## YOUR TASK:
The lines to copy are those holding the string "segments" in the entries below.

[Saved data entries]
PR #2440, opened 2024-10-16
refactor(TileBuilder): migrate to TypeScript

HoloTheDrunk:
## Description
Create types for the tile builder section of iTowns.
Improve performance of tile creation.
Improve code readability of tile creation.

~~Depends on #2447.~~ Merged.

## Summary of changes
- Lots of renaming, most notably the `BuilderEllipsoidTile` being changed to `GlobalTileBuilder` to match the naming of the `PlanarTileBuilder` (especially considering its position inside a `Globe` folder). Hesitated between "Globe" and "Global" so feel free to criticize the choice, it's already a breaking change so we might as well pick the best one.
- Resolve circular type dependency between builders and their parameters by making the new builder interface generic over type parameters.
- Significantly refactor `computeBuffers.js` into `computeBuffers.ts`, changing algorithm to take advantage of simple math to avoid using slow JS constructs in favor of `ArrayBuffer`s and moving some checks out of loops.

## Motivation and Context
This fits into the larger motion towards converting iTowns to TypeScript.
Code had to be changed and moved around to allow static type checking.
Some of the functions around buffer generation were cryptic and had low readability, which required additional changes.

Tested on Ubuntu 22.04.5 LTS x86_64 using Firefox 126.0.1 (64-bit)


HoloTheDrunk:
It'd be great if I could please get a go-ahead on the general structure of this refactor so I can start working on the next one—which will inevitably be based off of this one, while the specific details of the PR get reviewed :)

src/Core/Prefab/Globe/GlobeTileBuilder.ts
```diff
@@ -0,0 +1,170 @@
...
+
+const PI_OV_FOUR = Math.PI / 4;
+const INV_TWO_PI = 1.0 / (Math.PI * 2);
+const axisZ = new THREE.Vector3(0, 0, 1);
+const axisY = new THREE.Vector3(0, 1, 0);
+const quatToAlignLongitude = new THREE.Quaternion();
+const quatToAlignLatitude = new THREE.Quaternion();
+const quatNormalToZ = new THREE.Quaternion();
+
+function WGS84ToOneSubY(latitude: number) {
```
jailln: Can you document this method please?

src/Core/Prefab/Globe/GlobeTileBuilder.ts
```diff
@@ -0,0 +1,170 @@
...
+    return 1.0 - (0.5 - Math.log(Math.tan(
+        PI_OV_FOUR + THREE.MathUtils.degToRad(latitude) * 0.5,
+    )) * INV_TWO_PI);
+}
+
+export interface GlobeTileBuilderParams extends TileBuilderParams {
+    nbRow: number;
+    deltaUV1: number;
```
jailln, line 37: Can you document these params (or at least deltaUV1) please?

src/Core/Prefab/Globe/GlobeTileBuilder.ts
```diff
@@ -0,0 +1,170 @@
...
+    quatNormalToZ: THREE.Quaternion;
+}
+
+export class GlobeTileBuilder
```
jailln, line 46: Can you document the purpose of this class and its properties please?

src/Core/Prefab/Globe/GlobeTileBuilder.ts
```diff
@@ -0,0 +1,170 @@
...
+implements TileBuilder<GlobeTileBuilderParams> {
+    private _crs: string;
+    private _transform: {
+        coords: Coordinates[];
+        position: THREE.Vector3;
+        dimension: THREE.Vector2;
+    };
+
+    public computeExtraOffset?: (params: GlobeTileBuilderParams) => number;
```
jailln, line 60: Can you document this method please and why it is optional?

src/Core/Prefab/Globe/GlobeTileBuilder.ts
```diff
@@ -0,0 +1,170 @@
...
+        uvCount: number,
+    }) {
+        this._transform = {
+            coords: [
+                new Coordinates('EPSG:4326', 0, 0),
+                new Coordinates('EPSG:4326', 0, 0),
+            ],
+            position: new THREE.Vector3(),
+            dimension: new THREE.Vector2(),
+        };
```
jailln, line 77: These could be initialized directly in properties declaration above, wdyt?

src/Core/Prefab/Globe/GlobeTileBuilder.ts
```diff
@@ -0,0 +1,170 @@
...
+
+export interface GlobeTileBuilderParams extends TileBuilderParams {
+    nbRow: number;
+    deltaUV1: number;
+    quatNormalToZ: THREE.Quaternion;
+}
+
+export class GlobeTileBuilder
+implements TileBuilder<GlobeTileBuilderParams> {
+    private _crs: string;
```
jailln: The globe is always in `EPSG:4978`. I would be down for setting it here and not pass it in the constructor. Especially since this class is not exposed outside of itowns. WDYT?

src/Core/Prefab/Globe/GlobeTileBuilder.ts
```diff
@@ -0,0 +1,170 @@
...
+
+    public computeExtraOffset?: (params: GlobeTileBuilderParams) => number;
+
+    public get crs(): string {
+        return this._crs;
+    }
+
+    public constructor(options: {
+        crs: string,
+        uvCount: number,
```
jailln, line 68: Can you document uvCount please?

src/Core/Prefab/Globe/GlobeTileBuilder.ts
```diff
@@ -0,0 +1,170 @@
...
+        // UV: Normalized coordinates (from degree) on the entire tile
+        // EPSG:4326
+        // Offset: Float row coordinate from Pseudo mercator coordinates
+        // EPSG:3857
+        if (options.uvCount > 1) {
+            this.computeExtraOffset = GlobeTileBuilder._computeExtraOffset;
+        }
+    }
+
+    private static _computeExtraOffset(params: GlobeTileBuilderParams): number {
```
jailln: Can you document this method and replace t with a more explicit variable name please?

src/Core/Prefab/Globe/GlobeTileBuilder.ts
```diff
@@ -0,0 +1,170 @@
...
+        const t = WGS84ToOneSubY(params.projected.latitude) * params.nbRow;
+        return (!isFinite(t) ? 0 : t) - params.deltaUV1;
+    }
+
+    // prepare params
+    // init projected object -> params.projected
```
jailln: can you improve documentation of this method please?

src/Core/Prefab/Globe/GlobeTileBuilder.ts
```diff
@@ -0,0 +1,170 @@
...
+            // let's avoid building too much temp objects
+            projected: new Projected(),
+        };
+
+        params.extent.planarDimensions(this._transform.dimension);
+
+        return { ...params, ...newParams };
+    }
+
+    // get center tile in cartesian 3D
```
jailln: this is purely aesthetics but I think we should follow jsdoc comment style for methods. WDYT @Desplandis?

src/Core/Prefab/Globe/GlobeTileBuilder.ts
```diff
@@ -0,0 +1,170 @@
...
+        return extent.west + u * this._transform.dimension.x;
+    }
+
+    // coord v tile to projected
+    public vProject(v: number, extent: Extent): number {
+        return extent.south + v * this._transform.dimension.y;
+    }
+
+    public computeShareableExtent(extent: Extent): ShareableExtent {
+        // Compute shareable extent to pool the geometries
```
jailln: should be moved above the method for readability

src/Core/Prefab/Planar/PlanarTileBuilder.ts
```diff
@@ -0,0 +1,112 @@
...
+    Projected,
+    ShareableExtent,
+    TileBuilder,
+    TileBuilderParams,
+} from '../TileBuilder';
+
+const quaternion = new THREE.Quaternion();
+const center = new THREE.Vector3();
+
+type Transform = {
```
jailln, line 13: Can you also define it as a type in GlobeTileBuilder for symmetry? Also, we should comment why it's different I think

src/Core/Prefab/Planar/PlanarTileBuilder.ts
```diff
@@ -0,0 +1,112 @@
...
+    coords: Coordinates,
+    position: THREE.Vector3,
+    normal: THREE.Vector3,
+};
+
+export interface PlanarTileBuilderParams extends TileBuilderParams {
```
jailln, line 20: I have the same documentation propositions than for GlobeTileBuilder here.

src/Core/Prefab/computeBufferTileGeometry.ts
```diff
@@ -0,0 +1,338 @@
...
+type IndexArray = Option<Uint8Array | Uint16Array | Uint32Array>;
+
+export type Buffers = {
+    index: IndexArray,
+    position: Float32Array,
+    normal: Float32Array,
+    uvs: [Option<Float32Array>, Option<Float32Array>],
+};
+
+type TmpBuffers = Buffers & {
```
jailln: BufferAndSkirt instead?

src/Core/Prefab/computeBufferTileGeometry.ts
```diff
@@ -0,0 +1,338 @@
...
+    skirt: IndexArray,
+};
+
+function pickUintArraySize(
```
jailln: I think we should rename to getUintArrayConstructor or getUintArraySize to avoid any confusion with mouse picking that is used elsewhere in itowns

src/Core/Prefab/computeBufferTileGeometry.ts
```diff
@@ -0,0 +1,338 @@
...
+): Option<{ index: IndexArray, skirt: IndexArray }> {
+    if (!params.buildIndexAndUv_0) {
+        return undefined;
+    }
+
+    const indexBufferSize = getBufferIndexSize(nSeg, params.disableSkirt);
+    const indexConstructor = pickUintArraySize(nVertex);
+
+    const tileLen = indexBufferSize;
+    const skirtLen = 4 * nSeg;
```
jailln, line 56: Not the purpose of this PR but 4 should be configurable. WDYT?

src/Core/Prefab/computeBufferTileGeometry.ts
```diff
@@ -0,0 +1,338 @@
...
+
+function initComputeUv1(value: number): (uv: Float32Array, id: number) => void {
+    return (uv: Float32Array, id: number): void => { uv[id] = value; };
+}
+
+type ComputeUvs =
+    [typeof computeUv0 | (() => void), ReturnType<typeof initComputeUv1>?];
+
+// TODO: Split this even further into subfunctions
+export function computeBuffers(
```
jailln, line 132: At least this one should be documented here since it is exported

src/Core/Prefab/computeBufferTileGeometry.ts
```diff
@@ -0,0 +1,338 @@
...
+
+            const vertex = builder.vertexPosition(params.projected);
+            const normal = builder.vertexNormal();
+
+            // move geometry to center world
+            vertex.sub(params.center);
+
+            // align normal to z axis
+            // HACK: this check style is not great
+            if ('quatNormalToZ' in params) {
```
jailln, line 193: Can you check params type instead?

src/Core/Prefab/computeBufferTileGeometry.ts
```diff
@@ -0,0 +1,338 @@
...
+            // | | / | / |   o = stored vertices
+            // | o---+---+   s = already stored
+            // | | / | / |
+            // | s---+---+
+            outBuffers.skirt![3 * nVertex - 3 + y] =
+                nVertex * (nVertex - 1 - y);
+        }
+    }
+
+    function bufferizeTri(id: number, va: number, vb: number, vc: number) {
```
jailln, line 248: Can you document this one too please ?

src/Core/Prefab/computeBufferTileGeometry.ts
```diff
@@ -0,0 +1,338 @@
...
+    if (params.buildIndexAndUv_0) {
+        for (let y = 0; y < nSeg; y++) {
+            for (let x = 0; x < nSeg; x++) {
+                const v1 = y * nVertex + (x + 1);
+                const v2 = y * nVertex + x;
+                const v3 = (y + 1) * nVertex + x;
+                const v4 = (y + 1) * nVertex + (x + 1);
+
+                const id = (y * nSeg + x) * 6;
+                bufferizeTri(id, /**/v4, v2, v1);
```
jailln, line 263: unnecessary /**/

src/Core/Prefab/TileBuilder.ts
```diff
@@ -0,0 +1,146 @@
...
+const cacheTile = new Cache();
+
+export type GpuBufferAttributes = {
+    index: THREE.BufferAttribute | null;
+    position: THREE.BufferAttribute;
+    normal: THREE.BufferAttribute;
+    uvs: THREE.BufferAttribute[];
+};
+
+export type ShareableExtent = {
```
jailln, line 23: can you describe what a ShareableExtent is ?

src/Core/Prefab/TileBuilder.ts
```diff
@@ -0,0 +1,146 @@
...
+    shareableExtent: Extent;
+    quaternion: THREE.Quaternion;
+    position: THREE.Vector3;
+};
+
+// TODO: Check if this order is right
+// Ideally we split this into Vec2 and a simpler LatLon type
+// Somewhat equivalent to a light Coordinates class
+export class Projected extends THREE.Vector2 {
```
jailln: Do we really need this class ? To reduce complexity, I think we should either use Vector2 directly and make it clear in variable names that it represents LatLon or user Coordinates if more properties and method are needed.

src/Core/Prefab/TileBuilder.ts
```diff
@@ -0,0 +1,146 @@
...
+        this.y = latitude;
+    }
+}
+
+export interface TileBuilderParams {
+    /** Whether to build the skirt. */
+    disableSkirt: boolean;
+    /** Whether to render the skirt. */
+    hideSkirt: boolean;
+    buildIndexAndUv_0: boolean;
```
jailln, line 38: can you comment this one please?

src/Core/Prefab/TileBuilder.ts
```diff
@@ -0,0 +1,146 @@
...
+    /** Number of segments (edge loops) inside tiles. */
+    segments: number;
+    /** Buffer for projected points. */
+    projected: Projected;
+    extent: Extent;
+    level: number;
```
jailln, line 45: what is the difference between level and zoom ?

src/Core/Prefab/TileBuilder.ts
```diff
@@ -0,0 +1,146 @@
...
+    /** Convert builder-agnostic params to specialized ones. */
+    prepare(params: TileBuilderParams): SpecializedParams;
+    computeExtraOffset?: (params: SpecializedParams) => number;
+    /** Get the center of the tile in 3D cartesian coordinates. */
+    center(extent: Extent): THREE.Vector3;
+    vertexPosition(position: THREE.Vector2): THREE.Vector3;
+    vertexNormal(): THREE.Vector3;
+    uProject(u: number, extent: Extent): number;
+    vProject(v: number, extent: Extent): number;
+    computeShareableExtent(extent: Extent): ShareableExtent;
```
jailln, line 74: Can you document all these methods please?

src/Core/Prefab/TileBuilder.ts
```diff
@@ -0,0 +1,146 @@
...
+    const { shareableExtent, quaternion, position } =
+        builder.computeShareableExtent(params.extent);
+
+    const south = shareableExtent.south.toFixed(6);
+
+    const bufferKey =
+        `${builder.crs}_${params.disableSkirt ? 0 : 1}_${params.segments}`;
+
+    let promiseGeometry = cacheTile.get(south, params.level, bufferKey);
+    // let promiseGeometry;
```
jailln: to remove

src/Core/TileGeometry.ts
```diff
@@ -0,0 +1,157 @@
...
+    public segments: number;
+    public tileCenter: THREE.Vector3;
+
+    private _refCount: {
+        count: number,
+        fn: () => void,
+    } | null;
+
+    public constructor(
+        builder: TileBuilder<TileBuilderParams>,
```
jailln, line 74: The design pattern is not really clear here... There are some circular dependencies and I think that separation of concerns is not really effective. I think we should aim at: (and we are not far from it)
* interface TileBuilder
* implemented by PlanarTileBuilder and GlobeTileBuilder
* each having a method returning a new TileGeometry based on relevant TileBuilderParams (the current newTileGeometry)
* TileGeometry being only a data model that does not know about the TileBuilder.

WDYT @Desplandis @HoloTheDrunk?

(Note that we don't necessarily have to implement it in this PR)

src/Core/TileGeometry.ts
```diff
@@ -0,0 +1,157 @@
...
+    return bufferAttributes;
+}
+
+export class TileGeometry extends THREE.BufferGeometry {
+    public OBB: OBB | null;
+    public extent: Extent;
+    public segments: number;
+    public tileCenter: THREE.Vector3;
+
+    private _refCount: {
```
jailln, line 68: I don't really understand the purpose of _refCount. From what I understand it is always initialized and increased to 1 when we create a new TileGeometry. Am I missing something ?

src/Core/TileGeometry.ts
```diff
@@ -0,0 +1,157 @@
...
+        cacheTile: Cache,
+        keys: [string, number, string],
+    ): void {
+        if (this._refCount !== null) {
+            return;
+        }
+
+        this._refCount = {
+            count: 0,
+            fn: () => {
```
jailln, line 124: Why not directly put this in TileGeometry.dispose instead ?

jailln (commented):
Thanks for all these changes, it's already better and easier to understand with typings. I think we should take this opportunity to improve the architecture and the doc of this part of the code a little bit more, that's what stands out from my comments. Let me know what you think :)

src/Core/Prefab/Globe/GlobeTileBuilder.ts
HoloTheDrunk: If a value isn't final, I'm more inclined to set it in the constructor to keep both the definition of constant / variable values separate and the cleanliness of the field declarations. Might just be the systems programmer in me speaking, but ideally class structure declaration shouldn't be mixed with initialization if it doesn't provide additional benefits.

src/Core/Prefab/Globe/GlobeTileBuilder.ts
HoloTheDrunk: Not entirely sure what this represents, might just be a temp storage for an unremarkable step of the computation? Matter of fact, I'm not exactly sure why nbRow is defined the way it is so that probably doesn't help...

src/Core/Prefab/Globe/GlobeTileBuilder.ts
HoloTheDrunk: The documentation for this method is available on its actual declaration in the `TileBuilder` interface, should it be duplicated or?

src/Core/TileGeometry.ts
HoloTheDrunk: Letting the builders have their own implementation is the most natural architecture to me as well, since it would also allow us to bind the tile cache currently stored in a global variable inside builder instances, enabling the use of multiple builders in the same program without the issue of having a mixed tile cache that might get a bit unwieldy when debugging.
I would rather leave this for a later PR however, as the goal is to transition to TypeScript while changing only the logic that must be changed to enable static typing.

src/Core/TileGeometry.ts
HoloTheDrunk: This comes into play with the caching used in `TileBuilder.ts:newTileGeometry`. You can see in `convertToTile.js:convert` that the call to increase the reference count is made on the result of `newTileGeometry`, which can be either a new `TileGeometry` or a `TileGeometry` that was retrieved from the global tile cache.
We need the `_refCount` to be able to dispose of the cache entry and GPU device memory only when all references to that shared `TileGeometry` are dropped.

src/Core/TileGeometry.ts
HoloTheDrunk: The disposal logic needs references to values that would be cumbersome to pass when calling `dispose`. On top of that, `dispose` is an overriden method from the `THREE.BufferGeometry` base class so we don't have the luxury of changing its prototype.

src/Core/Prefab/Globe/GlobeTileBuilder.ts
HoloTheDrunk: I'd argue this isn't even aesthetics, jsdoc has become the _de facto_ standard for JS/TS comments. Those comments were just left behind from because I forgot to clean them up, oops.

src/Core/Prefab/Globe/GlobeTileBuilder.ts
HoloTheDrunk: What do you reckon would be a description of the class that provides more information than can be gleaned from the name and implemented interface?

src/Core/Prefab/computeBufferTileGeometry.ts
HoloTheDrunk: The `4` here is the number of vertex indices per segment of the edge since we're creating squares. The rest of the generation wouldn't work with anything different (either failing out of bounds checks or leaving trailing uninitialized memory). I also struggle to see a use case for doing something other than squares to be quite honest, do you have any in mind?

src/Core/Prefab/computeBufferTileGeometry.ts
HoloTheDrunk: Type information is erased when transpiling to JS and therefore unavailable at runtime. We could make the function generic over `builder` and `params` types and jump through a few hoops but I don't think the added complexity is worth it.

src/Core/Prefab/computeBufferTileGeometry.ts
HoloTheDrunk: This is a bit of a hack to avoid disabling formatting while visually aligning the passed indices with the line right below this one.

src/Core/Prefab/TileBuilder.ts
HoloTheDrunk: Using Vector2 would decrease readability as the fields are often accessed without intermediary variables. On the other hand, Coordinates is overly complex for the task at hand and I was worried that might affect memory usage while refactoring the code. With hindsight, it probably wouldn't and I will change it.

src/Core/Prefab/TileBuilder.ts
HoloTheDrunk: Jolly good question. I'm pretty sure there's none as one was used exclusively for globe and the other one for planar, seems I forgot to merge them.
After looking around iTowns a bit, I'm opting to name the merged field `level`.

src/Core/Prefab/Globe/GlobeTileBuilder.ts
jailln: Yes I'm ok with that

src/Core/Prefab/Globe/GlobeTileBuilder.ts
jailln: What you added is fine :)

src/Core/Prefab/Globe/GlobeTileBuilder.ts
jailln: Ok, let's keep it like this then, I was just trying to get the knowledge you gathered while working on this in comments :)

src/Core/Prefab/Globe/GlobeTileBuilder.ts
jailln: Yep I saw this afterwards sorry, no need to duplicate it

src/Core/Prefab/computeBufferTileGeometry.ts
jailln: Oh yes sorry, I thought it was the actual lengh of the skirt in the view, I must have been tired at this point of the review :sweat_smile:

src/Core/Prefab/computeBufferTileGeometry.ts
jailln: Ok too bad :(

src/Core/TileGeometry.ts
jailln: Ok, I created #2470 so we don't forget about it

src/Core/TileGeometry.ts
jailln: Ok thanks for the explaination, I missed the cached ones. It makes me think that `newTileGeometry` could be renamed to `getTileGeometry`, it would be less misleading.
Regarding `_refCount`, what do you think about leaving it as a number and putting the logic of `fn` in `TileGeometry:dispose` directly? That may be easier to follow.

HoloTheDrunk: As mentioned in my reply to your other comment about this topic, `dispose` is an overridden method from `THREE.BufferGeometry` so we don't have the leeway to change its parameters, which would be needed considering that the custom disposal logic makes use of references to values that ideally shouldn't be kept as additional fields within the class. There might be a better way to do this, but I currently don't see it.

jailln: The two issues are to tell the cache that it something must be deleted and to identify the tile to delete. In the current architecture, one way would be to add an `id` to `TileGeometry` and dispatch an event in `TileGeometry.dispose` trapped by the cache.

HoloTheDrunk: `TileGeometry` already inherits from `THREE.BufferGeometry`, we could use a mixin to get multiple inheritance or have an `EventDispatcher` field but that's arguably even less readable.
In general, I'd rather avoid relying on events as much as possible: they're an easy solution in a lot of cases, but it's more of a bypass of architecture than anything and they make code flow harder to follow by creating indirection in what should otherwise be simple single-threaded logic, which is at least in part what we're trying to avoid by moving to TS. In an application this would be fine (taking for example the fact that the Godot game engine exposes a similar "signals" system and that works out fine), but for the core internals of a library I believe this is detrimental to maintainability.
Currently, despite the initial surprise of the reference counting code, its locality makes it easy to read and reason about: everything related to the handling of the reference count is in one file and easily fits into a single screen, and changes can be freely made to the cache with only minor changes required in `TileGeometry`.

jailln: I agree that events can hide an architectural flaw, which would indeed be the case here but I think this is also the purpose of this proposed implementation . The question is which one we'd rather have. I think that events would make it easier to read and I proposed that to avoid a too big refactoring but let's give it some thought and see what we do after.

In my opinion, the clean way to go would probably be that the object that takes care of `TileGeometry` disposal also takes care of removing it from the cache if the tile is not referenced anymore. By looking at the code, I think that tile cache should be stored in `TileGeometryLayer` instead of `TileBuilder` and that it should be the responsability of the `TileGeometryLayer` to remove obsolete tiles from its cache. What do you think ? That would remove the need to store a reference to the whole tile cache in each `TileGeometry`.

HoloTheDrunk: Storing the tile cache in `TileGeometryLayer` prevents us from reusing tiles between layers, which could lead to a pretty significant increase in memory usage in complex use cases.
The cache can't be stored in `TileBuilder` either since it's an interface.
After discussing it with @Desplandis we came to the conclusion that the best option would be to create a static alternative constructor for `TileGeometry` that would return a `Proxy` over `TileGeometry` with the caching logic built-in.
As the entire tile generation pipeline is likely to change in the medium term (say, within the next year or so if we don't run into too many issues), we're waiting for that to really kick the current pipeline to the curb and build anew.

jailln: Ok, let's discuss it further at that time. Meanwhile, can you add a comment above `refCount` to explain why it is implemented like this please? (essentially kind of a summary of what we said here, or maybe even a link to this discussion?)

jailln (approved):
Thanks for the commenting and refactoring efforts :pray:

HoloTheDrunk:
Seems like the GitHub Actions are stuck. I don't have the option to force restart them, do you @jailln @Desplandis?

==

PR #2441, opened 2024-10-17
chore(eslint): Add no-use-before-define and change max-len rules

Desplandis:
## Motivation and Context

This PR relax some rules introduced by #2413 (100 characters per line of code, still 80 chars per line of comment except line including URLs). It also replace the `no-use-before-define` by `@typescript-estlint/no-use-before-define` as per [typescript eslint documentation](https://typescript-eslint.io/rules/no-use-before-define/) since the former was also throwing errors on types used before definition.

## EXERCISE RESULT:
+    /** Number of segments (edge loops) inside tiles. */
+    segments: number;
+        `${builder.crs}_${params.disableSkirt ? 0 : 1}_${params.segments}`;
+    public segments: number;
+    public segments: number;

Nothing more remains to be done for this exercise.